■ **TASK DIRECTIONS**
For every line in the data below that contains "https", copy the line.

Start of GIVEN RECORDS

PR #656, opened 2017-05-24
Add the "first patch" labels to exempt from stale

kotp:
@tejasbuane had the idea of keeping the these accepted work units to be
kept from becoming stale.

### DIFF
--- a/.github/stale.yml
+++ b/.github/stale.yml
@@ -8,6 +8,8 @@ daysUntilClose: 7
 exemptLabels:
   - pinned
   - security
+  - good first patch
+  - first-timers only
 # Label to use when marking as stale
 staleLabel: stale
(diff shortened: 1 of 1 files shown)


Insti:
Is this a good idea? 
If they are marked stale by probot we should review them to see if they are still relevant.

kotp:
That is why it is here.  Unsure if it is a good idea.  But all first_time style issues should be reviewed periodically anyway, as complications from other developments could move it from an 'easier' change to something that is no longer appropriate for first time pull requests.

Insti:
Ok, well I vote no.
Let's have probot remind us about the things we might not have looked at for a while.

kotp:
That works... And Probot should definitely help with that.

PR #657, opened 2017-05-25
bob: added generator

ajwann:
references #396


exercises/bob/.meta/generator/test_template.erb
```diff
@@ -0,0 +1,28 @@
...
+
+# Common test data version: <%= canonical_data_version %> <%= abbreviated_commit_hash %>
+class <%= exercise_name_camel %>Test < Minitest::Test
+  def bob
+    Bob
+  end
+
+  def feedback(text)
+    "Bob hears #{text.inspect}, and.."
+  end
```
Insti: This really belongs in the generator, the feedback should be expanded before it gets added to the test.

exercises/bob/.meta/generator/test_template.erb
```diff
@@ -0,0 +1,28 @@
...
+
+<% test_cases.each_with_index do |test_case, idx| %>
```
Insti: Use `index` instead of `idx`

exercises/bob/.meta/generator/test_template.erb
```diff
@@ -0,0 +1,28 @@
+#!/usr/bin/env ruby
+require 'minitest/autorun'
+require_relative '<%= exercise_name %>'
+
+# Common test data version: <%= canonical_data_version %> <%= abbreviated_commit_hash %>
+class <%= exercise_name_camel %>Test < Minitest::Test
+  def bob
+    Bob
+  end
```
Insti: What is the point of this?

Insti:
Looking good @ajwann, you're getting good at these.

exercises/bob/.meta/generator/test_template.erb
kotp: I agree with @insti use either `index` or use `i`.  I prefer `i` in block argument lists.

exercises/bob/.meta/generator/test_template.erb
ajwann: I honestly just tried to reproduce the test pretty much in it's entirety. I agree this method is especially useless. I'm happy to remove it forever.

exercises/bob/.meta/generator/test_template.erb
ajwann: I'll move it where it belongs. I also don't think we need to call ```.inspect``` if we are string interpolating it in the generator.

exercises/bob/.meta/generator/test_template.erb
ajwann: I'm totally fine with either. Index is more explicit, so I'll go with that.

ajwann:
@Insti I made changes based on you and @kotp's feedback. I also got rid of the call to ```.inpsect``` altogether when interpolating the input in the ```workload``` method. Unless I'm missing something it's not necessary anymore.

exercises/bob/bob_test.rb
```diff
@@ -2,133 +2,184 @@
...
+    skip
+    remark = "Okay if like my  spacebar  quite a bit?   "
+    assert_equal 'Sure.', Bob.hey(remark), "Bob hears Okay if like my  spacebar  quite a bit?   , and.."
+  end
+
+  def test_other_whitespace
+    skip
+    remark = "
+
 	"
```
kotp: Someones newlines are not being managed in their git configuration?

exercises/bob/bob_test.rb
```diff
@@ -2,133 +2,184 @@
...
+    assert_equal 'Fine. Be that way!', Bob.hey(remark), "Bob hears           , and.."
   end
 
-  def test_alternate_silences
+  def test_alternate_silence
     skip
-    remark = "\t" * rand(1..10)
-    assert_equal 'Fine. Be that way!', bob.hey(remark), feedback(remark)
+    remark = "										"
+    assert_equal 'Fine. Be that way!', Bob.hey(remark), "Bob hears 										, and.."
```
Insti: The things that Bob hears should be quoted.
`%Q` can be good for this to help avoid needing to quote quotes.

Insti:
The `inspect`s are essential in this exercise due to all the wacky whitespace characters present in the canonical data.

exercises/bob/bob_test.rb
Insti: There's an explicit "\n\r"(!) in the test data.

kotp: I honestly think that working with the various newlines that we have to deal with is an important thing... but why in this exercise.  Not appropriate to press back here though... should be addressed in x-common.

ajwann:
I think we are good to go here.

exercises/bob/bob_test.rb
```diff
@@ -2,133 +2,184 @@
...
+    assert_equal 'Fine. Be that way!', Bob.hey(remark), %Q(Bob hears           , and..)
   end
 
-  def test_alternate_silences
+  def test_alternate_silence
     skip
-    remark = "\t" * rand(1..10)
-    assert_equal 'Fine. Be that way!', bob.hey(remark), feedback(remark)
+    remark = %Q(										)
+    assert_equal 'Fine. Be that way!', Bob.hey(remark), %Q(Bob hears 										, and..)
```
Insti: Still needs quotes around the string Bob hears. (input)

exercises/bob/.meta/generator/bob_case.rb
```diff
@@ -0,0 +1,9 @@
+require 'generator/exercise_case'
+
+class BobCase < Generator::ExerciseCase
+  def workload
+    indent_lines(["remark = %Q(#{input})",
```
Insti: Just use `inspect` here rather than `%Q`

exercises/bob/.meta/generator/bob_case.rb
```diff
@@ -0,0 +1,9 @@
...
+      "assert_equal '#{expected}', Bob.hey(remark), %Q(Bob hears #{input}, and..)"
```
Insti: `%Q` is right to use here though.

```ruby
"assert_equal '#{expected}', Bob.hey(remark), %Q(Bob hears #{input.inspect}, and..)"
```

exercises/bob/bob_test.rb
```diff
@@ -2,133 +2,184 @@
...
+    skip
+    remark = %Q(Okay if like my  spacebar  quite a bit?   )
+    assert_equal 'Sure.', Bob.hey(remark), %Q(Bob hears Okay if like my  spacebar  quite a bit?   , and..)
+  end
+
+  def test_other_whitespace
+    skip
+    remark = %Q(
+
 	)
```
Insti: Using inspect should also make the silly whitespace characters usefully visible.

exercises/bob/.meta/generator/bob_case.rb
ajwann: @Insti Adding ```inspect``` here actually causes several tests to close the %Q() call early,because those test cases contain literal ```)``` in the actual values. This causes a syntax error on line 101 of the generated test.

If I do something like ```'Bob hears #{input.inspect}, and..'``` then I get the same issue because certain output contains ```'```. 

I'm basically trapped in a big catch 22 of string interpolation.

kotp: :eyes:

I will look soon if @insti doesn't beat me to it.

kotp: Try doing the same with the `%Q` but instead use `%\Q` to escape it.  That should reconstruct the executable line, but ignore it in place.

Let me know.

Insti: %Q can use different delimiters.
https://ruby-doc.org/core-2.2.0/doc/syntax/literals_rdoc.html#label-Percent+Strings

Insti: Would this work?
```ruby
  def workload
    indent_lines(["remark = #{input.inspect}",
      "assert_equal '#{expected}', Bob.hey(remark), %q{Bob hears #{input.inspect}, and..}"
    ], 4)
  end
```

Insti: lowercase `q` is better since we don't want it interpolating the string. (the second time)

ajwann: @Insti using ```%q``` with curly brackets insted of parens did the trick. I had no idea you could use alternative delimiters, thanks!

ajwann:
The calls to ```inspect``` are back and the whitespace characters now show up when the test is generated.

exercises/bob/.meta/generator/test_template.erb
```diff
@@ -0,0 +1,21 @@
+#!/usr/bin/env ruby
+require 'minitest/autorun'
+require_relative '<%= exercise_name %>'
+
+# Common test data version: <%= canonical_data_version %> <%= abbreviated_commit_hash %>
+class <%= exercise_name_camel %>Test < Minitest::Test
```
Insti: This looks just like the default test template, are there any changes or can it be deleted?

ajwann: No changes, It got copied when I copied the ```generator``` directory. I'll get rid of it.

Insti:
Thanks for all your work on this @ajwann :heart: ⭐️

PR #658, opened 2017-05-25
sum-of-multiples: added generator

ajwann:
references #396


exercises/sum-of-multiples/sum_of_multiples_test.rb
```diff
@@ -2,48 +2,87 @@
...
-  def test_configurable_43_47_to_10000
+  def test_multiples_of_5_or_25_up_to_51
     skip
-    assert_equal 2_203_160, SumOfMultiples.new(43, 47).to(10_000)
+    assert_equal 275, SumOfMultiples.new(5, 25).to(51)
+  end
+
+  def test_multiples_of_43_or_47_up_to_10000
+    skip
+    assert_equal 2203160, SumOfMultiples.new(43, 47).to(10000)
```
Insti: It would be good to use number underscoring with big numbers.

exercises/sum-of-multiples/.meta/generator/sum_of_multiples_case.rb
```diff
@@ -0,0 +1,8 @@
+require 'generator/exercise_case'
+
+class SumOfMultiplesCase < Generator::ExerciseCase
+  def workload
+    indent_lines(["assert_equal #{expected}, SumOfMultiples.new" \
+                  "(#{factors.join(', ')}).to(#{limit})"] , 4)
```
Insti: 1) I like to try really hard to avoid line continuations like this.
2) Did you know `ExerciseCase` has an `assert_equal` helper method?

exercises/sum-of-multiples/sum_of_multiples_test.rb
```diff
@@ -2,48 +2,87 @@
 require 'minitest/autorun'
 require_relative 'sum_of_multiples'
 
-class SumTest < Minitest::Test
-  def test_sum_to_1
+# Common test data version: 1.0.0 72b1496
+class SumOfMultiplesTest < Minitest::Test
+  def test_multiples_of_3_or_5_up_to_1
+    # skip
     assert_equal 0, SumOfMultiples.new(3, 5).to(1)
```
Insti: Probably unrelated to generator, but would it be interesting to allow `SumOfMultiples` to return something more Enumerator-like? 
`SumOfMultiples.new(3,5).take(1)`
cc: @kotp

Insti:
Nice 👍

exercises/sum-of-multiples/sum_of_multiples_test.rb
Insti: I'm really liking the idea of changing the method name from `to` to `take`

exercises/sum-of-multiples/.meta/generator/sum_of_multiples_case.rb
ajwann: Nice! I'm a big fan of the new ```assert_equal``` method accepting a block.

ajwann:
@Insti I was able to add underscoring at the cost of using the ```assert_equal``` helper. See my comment above for more details. I'm happy to tweak the string concatenation in my ```workload``` method to make it avoid the line continuation if you'd like.

exercises/sum-of-multiples/.meta/generator/sum_of_multiples_case.rb
Insti: Hmm interesting. Thanks.

The whole assertion helper thing is quite new and has many unexplored edge cases.

Creating an issue about this might be a good idea.

Insti:
Thanks @ajwann The other changes look good.

>  I'm happy to tweak the string concatenation in my workload method to make it avoid the line continuation if you'd like.

This would be super 👍

exercises/sum-of-multiples/.meta/solutions/sum_of_multiples.rb
```diff
@@ -1,10 +1,14 @@
...
+end
+
 class SumOfMultiples
   attr_reader :multiples
   def initialize(*multiples)
     @multiples = multiples
   end
 
-  def to(limit)
+  def take(limit)
```
kotp: What inspired the method name change?

Take a limit is a different idea potentially than to a limit.

The "to" implies an exclusive limit, while take suggests an inclusive limit.  An example of this in English is "go to the wall" which implies do not go all the way into the wall, or on the wall, just approach it as close as you can.  The Readme is clear that we are to exclude the limit.

Insti: https://github.com/exercism/xruby/pull/658#discussion_r118641355

Insti: Although I had forgotten that the limit was excluded, so the name change may be inappropriate.

Insti: `take` is also not good since we're not actually taking an array, we just want the sum.

I think I've convinced myself that the method name change was a bad idea.

ajwann: Haha sounds good. I'll add the line break and *take* out the new method name. 😂

ajwann:
@Insti @kotp, I think we are good to go here. I renamed ```take``` back to ```to``` and got rid of the line continuation.

exercises/sum-of-multiples/.meta/generator/sum_of_multiples_case.rb
```diff
@@ -0,0 +1,11 @@
+require 'generator/exercise_case'
+
+class SumOfMultiplesCase < Generator::ExerciseCase
+  using Generator::Underscore
+
+  def workload
+    assert_expected = "assert_equal #{expected.underscore}"
+    value = "SumOfMultiples.new(#{factors.join(', ')}).to(#{limit})"
+    indent_lines(["#{assert_expected}, #{value}"], 4)
```
Insti: Feedback rather than a change request:

The grouping here is logically confusing as in `assert_expected` you have only 2/3 of a valid `assert_equal` call. 
`value` is good.
constructing the string at the end is ok due to your variable naming, but confusing because `assert_expected` looks like a minitest method but it isn't one.


I would have done this:
```
result = "SumOfMultiples.new(#{factors.join(', ')}).to(#{limit})"
indent_lines(["assert_equal #{expected.underscore}, #{result}"], 4)
```

kotp:
Bringing it in, other than the [mentioned code](https://github.com/exercism/xruby/pull/658#discussion_r120541553) by @Insti it looks good to me.  We can change that up if it ends up being an irritant.  I can see it being that way, on the next round.  I can also see the `underscore` name changing on the same line at some point to `snake_case` instead, as I find that name a little bit meh, too.  Just not irritated enough to change it.

kotp:
Thank you @insti and @ajwann good job as always!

End of GIVEN RECORDS

■ **OUTPUT OF THE TASK**
https://ruby-doc.org/core-2.2.0/doc/syntax/literals_rdoc.html#label-Percent+Strings
Insti: https://github.com/exercism/xruby/pull/658#discussion_r118641355
Bringing it in, other than the [mentioned code](https://github.com/exercism/xruby/pull/658#discussion_r120541553) by @Insti it looks good to me.  We can change that up if it ends up being an irritant.  I can see it being that way, on the next round.  I can also see the `underscore` name changing on the same line at some point to `snake_case` instead, as I find that name a little bit meh, too.  Just not irritated enough to change it.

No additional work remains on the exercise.